Dear all, Apologies for cross-posting.
Please find below the details of next week's CeRch seminar:
Thinking Big: escaping the Small Data fallacy in Historical Linguistics (Gard Jenset and Barbara McGillivray, University of Oxford/University of Bergen/Oxford University Press)
Tuesday, October 29th, 2013 from 6:15 PM to 7:30 PM (GMT) Anatomy Theatre and Museum, King's College London: http://www.kcl.ac.uk/cultural/atm/location.aspx
Attendance is free and open to all, but registration is requested: https://www.eventbrite.com/event/8348441413
The seminar will be followed by wine and nibbles. All the best, Valentina Asciutti
Abstract: Historical Linguistics studies the evolution of historical languages and earlier stages of living languages. By necessity, historical linguistics has traditionally been based on the analytical study of exemplars from written collections of texts. Given the technological constraints and the aims of historical comparative philology of the 19th and early 20th centuries, the reliance on qualitative assessment of a few exemplars was justified. Towards the end of the last century, formalized collections of texts known as corpora bloomed with the advent of computer technology. This made it feasible to automatically create very large corpora (> 100 million words), annotate them various linguistic information, and efficiently search and systematically retrieve information from them. However, technological advances can only change a field if they find their place in an appropriate methodological framework. The qualitative methods of comparative philology (manually searching for exemplars) underutilize the information available in today's historical corpora, and contemporary historical linguistics is still largely based on the traditional methodology. Few things are more commonly taken for granted in historical linguistics than the assumption that the researcher should eyeball every piece of data relevant to her analysis. We disagree with this position, which we will henceforth refer to as the Small Data Fallacy. Instead, we believe that methods inspired by Big Data can and should influence Historical Linguistics, and that such a move would entail a qualitative leap forwards in Historical Linguistics research methods. We will discuss some of the benefits, challenges, and limitations of applying the Big Data framework to historical linguistics. We will also touch upon the impact this would have on the fundamental aims of Historical Linguistics in the21st century.
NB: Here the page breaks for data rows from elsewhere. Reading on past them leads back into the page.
PR #5598, opened 2018-01-23
Use mock compatibility import

carlwgeorge:
`tests/__init__.py` already has a try/except statement to use mock from the standard library when possible.  Take advantage of it like other tests already do.


shin-:
LGTM, thanks!

PR #5604, opened 2018-01-24
Add bash completion for `up {--always-recreate-deps,--renew-anon-volumes}`

albers:
This adds support for two new options for `docker-compose up` that will be added in 1.19.0, see #5602.
- `--always-recreate-deps` was added in #5541
- `--renew-anon-volumes|-V` was added in #5596

Please include in 1.19.0 so that features and completion are in sync.


shin-:
Thank you! :100:

PR #5612, opened 2018-01-26
Lower issue severity to "warning" if `down` tries to remove nonexisting image

and800:
It seems that most of the times it's not a real error when compose cannot delete image that doesn't exist.
It just means that the project has been already downed, or nas never been built.

This patch brings consistency with networks and volumes removal.


shin-:
Thanks!

Sounds fine in principle. Could you add a test for it?

and800:
@shin- I will, but a few days later, being a bit busy now

and800:
I'm sorry, forgot about this one. Gonna setup a test and update the branch tonight

and800:
done

PR #5643, opened 2018-02-03
ps show health (resolves #5525)

### LINKED ISSUE #5525: Can docker-compose ps show health status?
The Docker CLI can show health status

```
$ docker container ls --filter name=example_example_1
CONTAINER ID        IMAGE            COMMAND                  CREATED             STATUS                 PORTS                                     NAMES
6e9eef9909f7        example:latest   "nginx -g 'daemon ..."   5 hours ago         Up 5 hours (healthy)   80/tcp, 443/tcp, 0.0.0.0:8080->8080/tcp   example_example_1
```

But, the Docker Compose CLI does not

Bios: Gard Jenset is a visiting scholar in the Faculty of Linguistics, Philology and Phonetics, University of Oxford, with research interests in historical corpus linguistics, corpora in ELT, statistics and quantitative research methods in linguistics, corpus methods for semantics and cognitive linguistics. Barbara McGillivray is a computational linguist, and works as a language engineer in the Dictionary Department of Oxford University Press. She holds a PhD in computational linguistics form the University of Pisa. Her research interests include: Language Technology for Cultural Heritage, Latin computational linguistics, quantitative historical linguistics, and computational lexicography.
NB This seminar will not be live-streamed.